D.R. Congo: Gold Fuels Massive Human Rights Atrocities
Leading international corporations established links to warlords

(Johannesburg, June 2, 2005) — The lure of gold has fuelled massive human rights atrocities in the northeastern region of the Democratic Republic of Congo, Human Rights Watch said in a new report published today. Local warlords and international companies are among those benefiting from access to gold rich areas while local people suffer from ethnic slaughter, torture and rape.

The 159-page report, "The Curse of Gold," documents how local armed groups fighting for the control of gold mines and trading routes have committed war crimes and crimes against humanity using the profits from gold to fund their activities and buy weapons. The report provides details of how a leading gold mining company, AngloGold Ashanti, part of the international mining conglomerate Anglo American, developed links with one murderous armed group, the Nationalist and Integrationist Front (FNI), helping them to access the gold-rich mining site around the town of Mongbwalu in the northeastern Ituri district.

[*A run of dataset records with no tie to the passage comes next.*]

PR #3350, opened 2026-07-19
test(etcd): stop losing the metrics probe's output to the attach race

lexfrei:
## What this PR does

The etcd suite's metrics contract failed in CI with `metrics endpoint did not return 200 over http on the 'metrics' port; got: If you don't see a command prompt, try pressing enter.`

The probe runs a one-shot curl Pod and reads a `code=<status>` marker back off its output via `kubectl run --rm --restart=Never --attach`. `--attach` only establishes its connection once the Pod reaches Running, so a container that exits in milliseconds — which is what curl against a Pod IP does — writes its stdout into the void, and `--rm` then destroys the Pod carrying the log that still held it. The step reports the metrics endpoint as broken on a cluster that was serving it correctly throughout.

The evidence that this was output loss rather than an endpoint failure is that the captured output contained no `code=` at all. A genuine connection failure would still have printed `code=000` from `-w`, plus curl's own error text from `-fsS`, and both were being captured. Meanwhile the probe Pod's events show a clean run, all three etcd members were up without restarts, and every preceding assert in the suite passed.

The fix drops `--rm`, re-reads the Pod log when the attach stream carried no marker, and deletes the Pod explicitly afterwards. This is the same treatment `hack/e2e-chainsaw/_lib/talos-image-cache.sh` already applies to the identical race — that probe documents it inline; the etcd one was simply never given it. A `--pod-running-timeout` is set for the same reason it is there: the probe image is used nowhere else in the tree, so it pays a cold pull on every run and kubectl's one-minute default was a second way to end up with no marker.

The recovery cannot turn a real failure green. The marker encodes the outcome, so a `code=503` recovered from the log still fails the step; an attach stream that already carried a marker is never second-guessed; and the pre-run delete blocks, so a stale Pod's log cannot be read in place of this run's. Verified by running the probe's exact curl invocation against a 503 and against a dead port: the first yields `code=503`, the second `code=000` plus curl's error, and both fail. The probe still runs exactly once — this is output recovery, not a retry.

Helper extracted to `hack/e2e-chainsaw/_lib/etcd-probe.sh` with unit coverage in `hack/etcd-probe_test.bats`.

### Release note

```release-note
NONE
```

## Summary by CodeRabbit

* **Bug Fixes**
  * Improved etcd metrics probe reliability by recovering probe results when attached output is incomplete.
  * Preserved meaningful probe and Kubernetes error details, including non-success status codes.
  * Improved probe pod timing and cleanup to reduce intermittent end-to-end test failures.

* **Tests**
  * Added coverage for successful recovery, failed probes, missing output, and log retrieval errors.

### DIFF
--- a/hack/e2e-chainsaw/_lib/etcd-probe.sh
+++ b/hack/e2e-chainsaw/_lib/etcd-probe.sh
@@ -1,0 +1,65 @@
+# shellcheck shell=bash
+# Sourced by the chainsaw etcd Tests after `cd` to the repo root. Provides:
+#   etcd_probe_resolve — recover a throwaway probe Pod's result marker when
+#                        `kubectl run --attach` lost the container's stream
+# Sourcing has no side effects: it defines a function and nothing else. The
+# function itself assigns two `_probe_`-prefixed variables without `local`,
+# which is not POSIX and so unavailable to the `sh` Chainsaw runs these steps
+# under; the prefix is what keeps them from colliding with a caller's names.
+#
+# Why this exists. The metrics contract in
+# hack/e2e-chainsaw/etcd/chainsaw-test.yaml proves the member Pods serve
+# Prometheus metrics over plaintext http by running a one-shot curl Pod and
+# reading a `code=<status>` marker off its output. `kubectl run --attach`
+# establishes the attach connection only after the Pod reaches Running, and a
+# container that exits before that connection is up writes its stdout into the
+# void — the caller gets kubectl's own chatter ("If you don't see a command
+# prompt, try pressing enter.") and no marker. curl against a Pod IP completes
+# in milliseconds, so losing the race is routine, not exotic.
+#
+# The failure that follows is a false negative: the step reports the metrics
+# endpoint as broken on a cluster that was serving 200 throughout. It is also
+# non-deterministic in the way that reads as a flake — whether attach wins
+# depends on Pod startup timing (CNI interface setup and image pull have each
+# been observed adding seconds), so the same suite passes on the next run
+# against identical code.
+#
+# The recovery is that the container's stdout is not actually gone: kubelet
+# wrote it to the Pod's log. So a lost stream is re-read rather than believed.
+# hack/e2e-chainsaw/_lib/talos-image-cache.sh solves the same race inline for
+# the image-cache probe (root cause from the same class of bug); that inline
+# copy is what identified this call site as still carrying the race. This is
+# the extracted, unit-tested form — see hack/etcd-probe_test.bats. It is not
+# yet shared: talos-image-cache.sh still carries its own copy, and folding it
+# onto this helper would need a name that is not etcd-specific.
+#
+# Three conditions make the re-read safe rather than a way to mask real
+# failures. The marker encodes the outcome, so a `code=503` recovered from the
+# log stays a failure. An attach stream that already carried a marker is never
+# second-guessed. And the caller must delete any previous Pod of the same name
+# *and wait for it to be gone* before running the probe, then not pass `--rm`:
+# without the blocking pre-delete the re-read could find a previous
+# incarnation's marker, and `--rm` would destroy the log this recovery reads.
+#
+# Usage:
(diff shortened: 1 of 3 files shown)


myasnikovdaniil (approved):
LGTM — the race is real, the fix closes it by recovering output rather than retrying, and the test can still go red.

**Business context**: the metrics probe read its result through `kubectl run --attach`, but attach only connects once the pod is Running while `curl` against the Pod IP often finishes first — the output went nowhere, `--rm` deleted the pod along with its log, and the suite went red against a cluster that had been returning 200 the whole time.

## The check that mattered: can this still fail?

A fix for a false-red is worthless — worse than the flake — if it makes the test unconditionally pass. So I sourced the helper and drove the caller's exact `grep -q "code=200"` logic through every failure mode:

| Scenario | Attach stream | Recovered log | Result |
|---|---|---|---|
| endpoint returns 503 | `code=503` | `code=200` | **red** |
| connection refused | `code=000` + curl error | — | **red** |
| attach lost, endpoint 503 | kubectl chatter | `code=503` | **red** |
| no marker anywhere | kubectl chatter | *(empty)* | **red** |
| healthy | `code=200` | — | green |

It cannot launder a broken endpoint into a pass. Three properties carry that: the marker **encodes the outcome**, so a recovered `code=503` is still a failure; an attach stream that already carried a marker is never second-guessed; and the pre-delete blocks, so a stale pod's marker cannot be read.

The unit suite has teeth too — removing the "trust attach first" branch immediately reds `resolver returns the attach output unchanged when it carries the marker`.

## On the no-retries convention

**Passes.** The probe runs exactly once. Re-reading kubelet's on-disk log for output that was *already produced* is recovery, not a second attempt — it is deterministic once the container has run, not timing-dependent. That is materially different from a retry, and it matches the sanctioned precedent in `hack/e2e-chainsaw/_lib/talos-image-cache.sh`. The `--pod-running-timeout=90s` widening is separate, unrelated hardening.

Also verified that chainsaw runs scripts as `sh -c` with no `set -e` injected (`pkg/engine/operations/script/operation.go:96-105`), which independently justifies the helper's POSIX-only style — no `local`, `_probe_`-prefixed globals — and makes the `rc=$?` pattern safe.

## Follow-ups (non-blocking)

**1. The post-probe delete hides its own failures.** `hack/e2e-chainsaw/etcd/chainsaw-test.yaml:199-200` uses `>/dev/null 2>&1 || true`. The probe Pod is created by a *script* rather than applied, the Test sets `skipDelete: true` (`:35`, `:275`), and the namespace is the pre-existing persistent `tenant-test` (`.chainsaw.yaml:6-9`) — so chainsaw cannot reclaim it, and a failed cleanup is currently invisible.

To be clear about the disagreement with a stricter reading: the `|| true` itself is **correct**, and the inline comment's reasoning is sound — aborting with the result in hand but unreported would be the worse trade. The leaked object is also inert (a Completed one-shot pod) and the suite's own blocking pre-delete reclaims it next run. So the narrow fix is to keep `|| true` and drop the *output suppression*, or echo a one-line warning on non-zero, so a failed cleanup is legible rather than silent. That satisfies the convention's actual concern without trading a real result for a cleanup error.

**2. `curlimages/curl:8.10.1` is not pre-pulled.** Confirmed the image is used nowhere else in `hack/` or `packages/`, so the cold-pull concern is accurate. This PR widens `--pod-running-timeout` to 90s, which mitigates the stagger; the deterministic-environment convention would instead *remove* it by adding the image to `hack/e2e-prepull-images.sh`.

## Dismissed

- **"183 lines is scope creep"** — 92 of them are the bats suite and 65 the helper (roughly 48 of which are comment); the functional change is about 26 lines in `chainsaw-test.yaml`. Proportionate.
- **"The fix only narrows the race window"** — it is not timing-based at all; it re-reads a persisted log.
- **Specifying `-c` on `kubectl logs`** — unnecessary, the probe pod has exactly one container (`"name":"c"`), so it resolves unambiguously.

## Note

TIA correctly escalates this to the full 21-suite run (`_lib/` and top-level `hack/*.sh|*.bats` edits), which is the right conservative behaviour — worth noting only because the behavioural change here is etcd-only, so the PR costs a full E2E run for a narrow fix.

PR #3351, opened 2026-07-19
test(kubernetes): size the e2e tenant apiserver to the chart default

lexfrei:
## What this PR does

The `kubernetes-previous` suite failed with `timed out waiting for the condition on helmreleases/kubernetes-test-previous-version-csi`, and the reported cause looked like a dependency problem — `csi` waiting on `vsnap-crd`, `coredns` waiting on `cilium`. It was neither. The cluster snapshot taken at failure shows the tenant `kube-apiserver` containers terminated with exit code 137 within about two minutes of each other: one killed for failing its liveness probe as reclaim stalled it, the other OOMKilled outright, both against `limits.memory: 512Mi`.

The e2e fixture pinned the tenant control plane to the legacy `small` preset — 1 CPU and 512Mi — while the chart ships `c1.medium`, 2 CPU and 2Gi, as the default for this field. A two-node tenant cluster running the full addon set opens enough watches to cross 512Mi once the workers join, so the apiserver restarts, and every in-flight HelmRelease that is polling a DaemonSet rollout burns its entire ten-minute budget while the control plane is unavailable. That is why two unrelated releases, `csi` and later `ingress-nginx`, failed with the same signature while the Deployment-based releases that had installed earlier succeeded. The `DependencyNotReady` lines are aggregated first-occurrence events — `vsnap-crd` had in fact installed successfully nine minutes before cilium did.

This is a defect in the fixture rather than in the product: users on defaults get four times the memory. The default was raised deliberately in v0.40.4, "to ensure more reliable operation under higher workloads and prevent resource constraints"; the fixture was left behind on an unexplained downward override. Setting it to the chart default makes the test exercise a control plane sized the way a real one is.

No timeout is widened and no retry is added, since either would hide the cause rather than remove it. The sibling OIDC fixtures keep the smaller preset, correctly — they run a single replica with no workers, where this failure mode cannot occur. Suites are executed serially, so the additional memory applies to one tenant cluster at a time.

What this does not prove is that 2Gi is empirically sufficient; that is the value the chart itself ships, so if it still proves too small, the finding belongs to the product default rather than to this fixture.

### Release note

```release-note
NONE
```

## Summary by CodeRabbit

* **Bug Fixes**
  * Updated the Kubernetes test environment’s control plane resource allocation to improve reliability and reduce out-of-memory errors and timeouts.
* **Documentation**
  * Added guidance explaining the resource selection and previous failure conditions.

### DIFF
--- a/hack/e2e-chainsaw/_lib/run-kubernetes.sh
+++ b/hack/e2e-chainsaw/_lib/run-kubernetes.sh
@@ -294,7 +294,14 @@ ${ouroboros_addon}
   controlPlane:
     apiServer:
       resources: {}
-      resourcesPreset: small
+      # Chart default (2 CPU / 2Gi), not a smaller override. The legacy "small"
+      # preset caps the tenant apiserver at 512Mi, and a two-node tenant cluster
+      # running the full addon set (cilium, coredns, metrics-server, csi,
+      # ingress-nginx, VPA) opens enough watches to exceed that: the apiserver
+      # is OOMKilled once the workers join, and every in-flight tenant
+      # HelmRelease that is waiting on a DaemonSet rollout burns its whole
+      # timeout while the control plane is restarting.
+      resourcesPreset: c1.medium
     controllerManager:
       resources: {}
       resourcesPreset: micro


myasnikovdaniil (approved):
LGTM — the 4× claim is exact, the OOM mechanism is real, and the change is correct on its own terms independently of whether it fixes the specific run it cites.

**Business context**: the e2e fixture pinned the tenant kube-apiserver to the legacy `small` preset, a quarter of what the chart sends by default, so it OOMKills once workers join and every HelmRelease waiting on a DaemonSet rollout burns its full timeout while the control plane restarts.

## Verified

Confirmed by live `helm template` render of `cozy-lib.resources.defaultingSanitize` — the helper `packages/apps/kubernetes/templates/cluster.yaml:352` actually calls:

| preset | `limits.memory` |
|---|---|
| `small` (fixture, before) | **512Mi** |
| `c1.medium` (chart default) | **2Gi** |

Exactly 4×. The chart default is `c1.medium` at three independent levels: `packages/apps/kubernetes/values.yaml:255`, `values.schema.json:550`, and `api/apps/v1alpha1/kubernetes/types.go:68` (`+kubebuilder:default:="c1.medium"`).

The mechanism holds because `cozy-lib.resources.sanitize` sets `memoryAllocationRatio = 1`, so **request equals limit** — 512Mi is a hard cap and exit 137 / OOMKill is mechanically possible. Had the presets set requests only, the whole thesis would collapse; it does not.

## The causal claim survives scrutiny

I checked this against the known `kubernetes-*` e2e flake (worker CDI importer unable to reach the talos-image-cache ClusterIP, kube-ovn cross-node flow lag on a CPU-starved runner), since misattributing to a known flake would matter even if the change is harmless.

**They are distinct.** The known flake fails at **worker node join** — nodes never go Ready. This PR's signature is different: workers *did* join, and a HelmRelease polling a **DaemonSet rollout** then burns its budget, with apiserver containers showing exit 137. Different phase, different symptom.

Two caveats stated honestly rather than papered over: I could not inspect the crust-gather artifact the diagnosis rests on, so the specific run's evidence is unverifiable from outside — the *mechanism* is confirmed, the attribution rests on your reading. And the two causes may **interact** rather than compete: a restarting apiserver would also make node-join look slow, so this may be a contributing factor in runs previously filed under the known flake. Neither threatens the merge — a fixture running a control plane at a quarter of the shipped default is a defect on its own terms, and the PR body is explicit that 2Gi is default-matching rather than empirically proven.

## Follow-ups (non-blocking)

**1. The fix hardcodes today's default.** `api/apps/v1alpha1/kubernetes/types.go:68` carries `+kubebuilder:default:="c1.medium"`, so *deleting* the `resourcesPreset` line entirely would inherit the default via CRD defaulting and never drift. The hardcode is correct today but pins the value, and if the chart default rises the fixture silently stops matching the thing its comment claims it matches.

There is a real counter-argument for keeping it: the surrounding fixture is exhaustively explicit (`controllerManager`, `scheduler`, `konnectivity` all `micro`), and a fixture that silently changes its resource draw when a chart default moves is not obviously desirable on a capacity-bound runner. Your call — but if it stays, the comment should say "equal to the chart default as of today" rather than implying a live link.

**2. Worth a sanity check on sandbox headroom.** The fixture sets `replicas: 2`, so the tenant control plane goes from 2×512Mi to **4Gi of memory requests** (request equals limit here). CPU pressure is minor (`cpuAllocationRatio: 10` → 0.2 request each), so memory is the binding constraint. Suites run serially (`execution.parallel: 1`), which limits the exposure.

## Note on the sibling PRs

This composes well with #3350 and #3346 and there is no merge-order constraint — I test-merged all three orderings and the combined state is correct. If it helps to sequence by value rather than mechanics: this one removes a real failure cause, #3350 removes a false one, #3346 makes whatever remains legible.

PR #3352, opened 2026-07-19
chore(packages): drop duplicate test targets

lexfrei:
## What this PR does

Three package Makefiles — `apps/mariadb`, `apps/kafka` and `extra/monitoring` — declared an identical `test` target twice, so every invocation printed:

```text
Makefile:19: warning: overriding commands for target `test'
Makefile:7: warning: ignoring old commands for target `test'
```

Make names the lines in that warning itself: it was already running the second recipe and discarding the first, so the earlier declaration was dead in each case and removing it changes nothing but the noise. All six recipes were `helm unittest .`.

Which copy is dead is not the same across the three, so this is not a mechanical edit. In `monitoring` the `.PHONY: test` line sits above the *dead* recipe rather than the live one; since `.PHONY` applies to the target name wherever it is declared, the declaration stays and only the recipe beneath it goes.

Default goals are unaffected: `hack/package.mk` sets `.DEFAULT_GOAL=help` and is included ahead of any target in these files, so `test` was never selected by first-target-wins. Confirmed with `make -p --dry-run` before and after, and each package's tests still run — 11, 35 and 9 respectively, with no warnings left.

### Release note

```release-note
NONE
```

## Summary by CodeRabbit

* **Chores**
  * Streamlined build workflows for MariaDB, Kafka, and Monitoring applications.
  * Removed redundant test target definitions while preserving the existing Helm unit test capability.
  * Other generation, update, and image-building workflows remain unchanged.

### DIFF
--- a/packages/apps/kafka/Makefile
+++ b/packages/apps/kafka/Makefile
@@ -1,9 +1,6 @@
 include ../../../hack/package.mk
 PRESET_ENUM := ["nano","micro","small","medium","large","xlarge","2xlarge"]
 
-test:
-	helm unittest .
-
 generate:
 	cozyvalues-gen -m 'kafka' -v values.yaml -s values.schema.json -r README.md -g ../../../api/apps/v1alpha1/kafka/types.go
 	../../../hack/update-crd.sh
--- a/packages/apps/mariadb/Makefile
+++ b/packages/apps/mariadb/Makefile
@@ -3,9 +3,6 @@ MARIADB_BACKUP_TAG = $(shell awk '$$1 == "version:" {print $$2}' Chart.yaml)
 include ../../../hack/common-envs.mk
 include ../../../hack/package.mk
 
-test:
-	helm unittest .
-
 generate:
 	cozyvalues-gen -m 'mariadb' -v values.yaml -s values.schema.json -r README.md -g ../../../api/apps/v1alpha1/mariadb/types.go
 	../../../hack/update-crd.sh
--- a/packages/extra/monitoring/Makefile
+++ b/packages/extra/monitoring/Makefile
@@ -6,8 +6,6 @@ include ../../../hack/common-envs.mk
 include ../../../hack/package.mk
 
 .PHONY: test
-test:
-	helm unittest .
 
 generate:
 	cozyvalues-gen -v values.yaml -s values.schema.json -r README.md


myasnikovdaniil (approved):
LGTM — the dead copy was correctly identified in all three files, and make's own diagnostics prove it.

**Business context**: three package Makefiles declared `test` twice, printing "overriding commands for target" on every run; make executed the second copy and discarded the first.

## Verified per file

Make names the lines itself. On `origin/main`:

```
kafka       Makefile:12: overriding recipe for target 'test' / Makefile:5:  ignoring old recipe
mariadb     Makefile:19: overriding recipe for target 'test' / Makefile:7:  ignoring old recipe
monitoring  Makefile:17: overriding recipe for target 'test' / Makefile:10: ignoring old recipe
```

Last definition wins, so in all three the **live** copy is the later one and the **dead** copy is the earlier one — and that is what this PR deletes in each case:

- `packages/apps/kafka/Makefile` — dead 4-5, live 11-12; deletes 4-6.
- `packages/apps/mariadb/Makefile` — dead 6-7, live 18-19; deletes 6-8.
- `packages/extra/monitoring/Makefile` — dead 9-10, live 16-17; deletes 9-10, and correctly retains the `.PHONY: test` at line 8.

I reconstructed each edit locally and confirmed the result is byte-identical to the PR's blobs.

**The live recipe is unchanged.** Before and after, all three run `helm unittest .` with exit 0; the only delta is that the override warnings are gone. As it happens all six recipes were identical, so deleting the live copy instead would also have been harmless — there was no way to get this wrong behaviourally, which is worth knowing but does not detract from the change.

**No package drops out of test coverage.** `hack/helm-unit-tests.sh:22` gates inclusion on `make -C "$dir" -n test` exit code; measured after the change, all three still gate exit 0. Suites pass: kafka 35, monitoring 9, mariadb 15 on current main.

**The default goal is unaffected** — `.DEFAULT_GOAL = help` before and after in all three; removing the first target does not shift it.

## Follow-up (non-blocking, wording only)

The PR body says "which copy is dead is not the same across the three". That is imprecise in a way that could mislead the next reader about make's semantics: the dead copy is the *first* in all three files. What actually differs between them is where `.PHONY: test` sits relative to the duplicate pair. Worth a small wording fix; no code change.

## Note on the test-count difference

The body cites mariadb at 11 tests where main now shows 15. Not a discrepancy — it was accurate at the branch point, and main has since gained `tests/startup_probe_test.yaml` (+4) via #3344.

The Human Rights Watch report also illustrates the trail of tainted gold from the Democratic Republic of Congo (DRC) to neighboring Uganda from where it is sent to global gold markets in Europe and elsewhere. The report documents how a leading Swiss gold refining company, Metalor Technologies, previously bought gold from Uganda. After discussions and correspondence with Human Rights Watch beginning in December 2004, and after the report had gone to press, the company announced on May 20 that it would suspend its purchases of gold from Uganda. The Metalor statement was welcomed by Human Rights Watch.

"Corporations should ensure their activities support peace and respect for human rights in volatile areas such as northeastern Congo, not work against them," said Anneke Van Woudenberg, senior researcher on DRC at Human Rights Watch. "Local warlords use natural resources to support their bloody activities. Any support for such groups, whether direct or indirect, must not continue."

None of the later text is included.